Is this equation solvable for d?

[vlad777]

Is this equation solvable for d?

x=v*d+r*sin(w*d)

solve(x=v*d+r*sin(w*d),d)

I asked this online machine Wolfram Alpha, and it times out or says error.
Also Maxima solves for d but leaves d in the sine.

Is this equation possible to solve (for d)?

Many thanks.

 

[Ratchit]

vlad777,

Is this equation possible to solve (for d)?

Sure it is. But you have to calculate a root of an equation, which you cannot do until you know the values of v, r, and w. Those values determine the value of the root, and what form the equation you have to solve is. It does not appear to have a symbolic solution. Another simpler similar equation is x=cos(x), which also does not a symbolic solution .

Ratch

 

[duffy]

Another simpler similar equation is x=cos(x), which also does not a symbolic solution .

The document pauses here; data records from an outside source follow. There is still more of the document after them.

PR #526, opened 2024-03-20
fix numbers and update homepage deadline

artcz:


artcz:
image


I just updated it now so we have link on the homepage. Feel free to change the text or the picture :)

cmaureir (approved):

PR #528, opened 2024-03-21
Mobile font fixes

### LINKED ISSUE #527: Texts do not fit the screen on mobile
Here are two examples:

I'm using Chrome in Android.

I'm not sure if these kind of issues are a priority or not, so just opening one just in case :)

patrick91:
Closes #527

### DIFF
--- a/astro.config.mjs
+++ b/astro.config.mjs
@@ -27,9 +27,9 @@ export default defineConfig({
       [
         rehypeAutolinkHeadings,
         {
-          behavior: "prepend",
+          behavior: "append",
           content() {
-            return [h("span.heading-link", "#"), h("span.icon.icon-link")];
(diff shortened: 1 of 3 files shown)


astro.config.mjs
```diff
@@ -27,9 +27,9 @@ export default defineConfig({
       [
         rehypeAutolinkHeadings,
         {
-          behavior: "prepend",
+          behavior: "append",
           content() {
-            return [h("span.heading-link", "#"), h("span.icon.icon-link")];
+            return [h("span.heading-link", "#")];
```
patrick91, line 32: I moved the # on the right on mobile, so it is always visible: 
CleanShot 2024-03-21 at 10 56 38@2x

x=cos(x) has a definite solution of about .739 - but I think you mean x=cos(y), which has a symbolic solution in y=±acos(x)+2*pi*n.

Vlad - algebraic manipulators don't handle isolating variables in that kind of trig function very well. You would expect x=sin(y) to isolate y as y=asin(x), but instead, they will give you a crazy thing like y = asin(x)*(-1)^n+pi*n. This is because, technically, there are an infinite number of angles that will solve that equation.

 

[Ratchit]

duffy,

x=cos(x) has a definite solution of about .739 - but I think you mean x=cos(y), which has a symbolic solution in y=±acos(x)+2*pi*n.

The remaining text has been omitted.